> [ACTIVITY]
Pull out each line of the data that includes the word "updates".

> [Source data]
PR #4632, opened 2022-01-05
Closes #4627 Update renewal banners

### LINKED ISSUE #4627: Update Texts for the Expiring Soon and Expired Banners
We need to update the text displayed in the Expiring Soon and Expired banners in the plugin. 

You'll find the new texts and translation [here.](https://docs.google.com/document/d/1gSwxpp0VikIDJkO4uRWERXZX-lepXmCJlGdTtKIuLKo/edit?usp=sharing)

remyperona:
## Description

Update the renewal banners to change the texts, and reflect the changes for the renewal policy.

Fixes #4627

## Type of change

No

## How Has This Been Tested?

- [x] Updated unit and integration tests

# Checklist:

### DIFF
--- a/inc/Engine/License/Renewal.php
+++ b/inc/Engine/License/Renewal.php
@@ -85,7 +85,7 @@ class Renewal extends Abstract_Render {
 			return;
 		}
 
-		echo $this->generate( 'renewal-expired-banner', $this->get_banner_data() ); // phpcs:ignore WordPress.Security.EscapeOutput.OutputNotEscaped
+		echo $this->generate( 'renewal-expired-banner', [ 'renewal_url' => $this->user->get_renewal_url() ] ); // phpcs:ignore WordPress.Security.EscapeOutput.OutputNotEscaped
 	}
 
 	/**
--- a/inc/Engine/License/views/renewal-expired-banner.php
+++ b/inc/Engine/License/views/renewal-expired-banner.php
@@ -1,6 +1,6 @@
 <?php
 /**
- * Renewal soon banner.
+ * Renewal expired banner.
  *
  * @since 3.7.5
  */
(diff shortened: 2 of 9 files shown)


iCaspar (approved):

Mai-Saad:
@Tabrisrp please find the notes below While exploring the PR:
1- Translations are still not handled (IT/ES not translated, while FR/DE title only translated) => Seems this will be ready after deployment to develop, right?
2- % is still 30% and still appearing for users registered at 2022(i.e on Jan 10, 2022), can we handle this on the branch?

remyperona:
@Mai-Saad
1. Translations are done later yes.
2. The values are going to be updated on the API side at a later time, and it will automatically be reflected on the plugin side.

Mai-Saad (commented):
[testrail-report-337.pdf](https://github.com/wp-media/wp-rocket/files/7845136/testrail-report-337.pdf)
Failed tests due to:
- known issue(s) on the trunk
- translation is not there yet (shall be updated with the deployment)
- new % not displayed in the banner (shall be updated with API updates)
- renew now link  while expired banner shows the discounted price instead of the original one (I think this shall be fixed with API too, right @Tabrisrp) 

Possible enhancements (can be in separate ticket(s)):
- use 0 instead of 00 to hrs, mins, secs .. @piotrbak what do you think?
Screenshot from 2022-01-11 09-43-01
- Do we need to auto dismiss the banner when all is 0? (note: if no auto dismiss then after API updates we need to check to renew now after time is 0 and see which price is displayed)
- Clicking refresh for user info better update banner with no need to manually refresh the page

remyperona:
@piotrbak Do we want to add those possible enhancements to the backlog?

piotrbak:
@Mai-Saad Those will need a separate issue for sure. When timer reaches 0, we should hide it, definitely. 

Let's discuss remaining ones on the Slack and we'll decide where to move forward.

PR #4637, opened 2022-01-06
Closes #4586 exclude from preload links URL patterns used by referral plugins

### LINKED ISSUE #4586: Preload Links inflating Thirsty Affiliates or Pretty Links referral click count
- Made sure you’re on the latest version - Yes
- Used the search feature to ensure that the bug hasn’t been reported before - Yes

**Describe the bug**
The Preload Links feature is inflating the Thirsty Affiliates or Pretty Links referral click count, when the links are setup as internal, because the visitors are preloading the referral links when they mouse over the specific links.

**To Reproduce**
1. Install Thirsty Affiliates on a website
2. Check stats for click count
3. Enable Preload Links
4. Check how stats for click count increased, as visitors hovered on links
5. Disable Preload Links
6. Check stats once more, click count should be decreased

This might be difficult to reproduce from scratch, but Nadia provided us with the click stats for the [WPBeginner](https://www.wpbeginner.com/) site where we can see how inflated the count was during the period Preload Links was enabled. See all at  https://wp-media.slack.com/archives/C08N8J6VC/p1639408185296700?thread_ts=1638814946.173200&cid=C08N8J6VC..

**Expected behavior**

Preload Links shouldn't inflate referral statistics. 

The following fix was suggested:

> It might be a good idea to auto-exclude `/refer/` and `/go/` paths from ThirstyAffiliates and Pretty Link plugins to ensure other users don't run into this issue.

**Additional context**
**Ticket:** https://secure.helpscout.net/conversation/1716780906/312607/
**Slack discussion:** https://wp-media.slack.com/archives/C08N8J6VC/p1638814946173200

- [ ] Reproduce the problem
- [ ] Identify the root cause
- [ ] Scope a solution
- [ ] Estimate the effort

remyperona:
## Description

Add a new filter `rocket_preload_links_exclusions` to be used to add additional exclusions for the preload links.

Also add a default list of exclusions, and a compatibility file for ThirstyAffiliates plugin, updating the exclusion value based on the prefix value defined in the options.

Fixes #4586 

## Type of change

No

# Checklist:


piotrbak:
@Tabrisrp Can we make it a filter? Sorry for not mentioning this with AC

inc/Engine/Preload/Links/Subscriber.php
```diff
@@ -181,6 +181,9 @@ private function get_uris_to_exclude( $use_trailing_slash ) {
 			$uris .= '|' . str_replace( $site_url, '', $uri );
 		}
 
+		// exclude URL patterns used by referral plugins.
+		$uris .= '|/refer/|/go/';
```
engahmeds3ed: what do u think about adding a filter here so we can change with compatibility files whenever needed?
I believe that some plugins uses `recommend` and others open it to the user so he can change it, for this reason, using a filter will help a lot.

engahmeds3ed: Sorry I didn't see @piotrbak comment above :D

iCaspar (approved):

Mai-Saad:
@Tabrisrp while exploring the branch, noticed that if the filter was `Null, false, ' '`, the preload won't work at all. Can we handle this?

Mai-Saad:
@Tabrisrp while exploring the branch, noticed that if the filter was `Null, false, ' '`, the preload won't work at all. Can we handle this?

remyperona:
@Mai-Saad it should be fixed now

Mai-Saad:
@Tabrisrp Currently if we used the filter to exclude certain URL(s) i.e
```
add_filter( 'rocket_preload_links_exclusions', function ($links){
  $links = '/projects';
    return  $links;
} );
```
Then the auto exclusion for Thirsty Affiliate won't work.

While defined prefix is` go` + filter is added:
https://jmp.sh/0bzZXKL

While defined prefix is` go` + no filter is added:
https://jmp.sh/QKa20ov

Shouldn't auto exclusion work fine while using a filter to exclude other links?

remyperona:
@Mai-Saad I pushed a change to make sure the thirsty affiliates prefix is always applied when the plugin is enabled

Mai-Saad:
Currently:
1- If no filter => working correctly with/without TA
2- If have a filter using the correct format below => Working fine while no TA. With TA enabled, TA default prefix will only be applied (overwrite the filter) @piotrbak What do you think? Do we need to do any changes here or in a separate ticket?
```
add_filter( 'rocket_preload_links_exclusions', function ($links) {
  $links[] = '/projects';
    return  $links;
} );
```
3- If filter not used properly like below => With TA enabled will overwrite filter, With TA disabled the default exclusions won't work
`return  Null;`  or `return [Null, '/projects'] ;`or `return [];` or `return '/projects';`

piotrbak:
I think we need to take care of the 2nd point. We'd expect that filter works with and without TA (or any other future compatibility) enabled.

remyperona:
@piotrbak SO when TA is enabled, we need to remove the default values, but keep any value that could have been set using the filter before the TA callback is called?

What if someone uses the filter to set a value that is part of the default?

piotrbak:
@Tabrisrp The objective is to have the values from filter in all cases:
1. When TA is activated, we'll get their prefix and exclude it + we'll get any values from the filter and exclude them too
2. When TA (or any other future compatibility plugin) is deactivated, we'll get the default values + filtered ones

I believe that someone might want to exclude different links than the ones specified in the compatibility code.

remyperona:
Ok, PR is updated to handle that case. When TA is enabled, the default values are removed, but values added using the filter are preserved, in addition to the TA exclusion.

Mai-Saad:
Currently, if TA is enabled along with the filter, both will be excluded except if the filter is matching one of the defaults & != TA prefix 
i.e if the TA prefix is `go` while we excluded `/refer/` at filter then `/refer/` won't be excluded but if we excluded `/refer` in the filter, it will work. I think this is fine but needs doc. What do you think @piotrbak? (if fine too then we are ready to merge)
[testrail-report-353.pdf](https://github.com/wp-media/wp-rocket/files/8031102/testrail-report-353.pdf)

piotrbak:
@Mai-Saad Yes, that's fine

Mai-Saad:
Pinging @camilamadronero seems we may need a doc update here.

> [RESULT]
- new % not displayed in the banner (shall be updated with API updates)
- Do we need to auto dismiss the banner when all is 0? (note: if no auto dismiss then after API updates we need to check to renew now after time is 0 and see which price is displayed)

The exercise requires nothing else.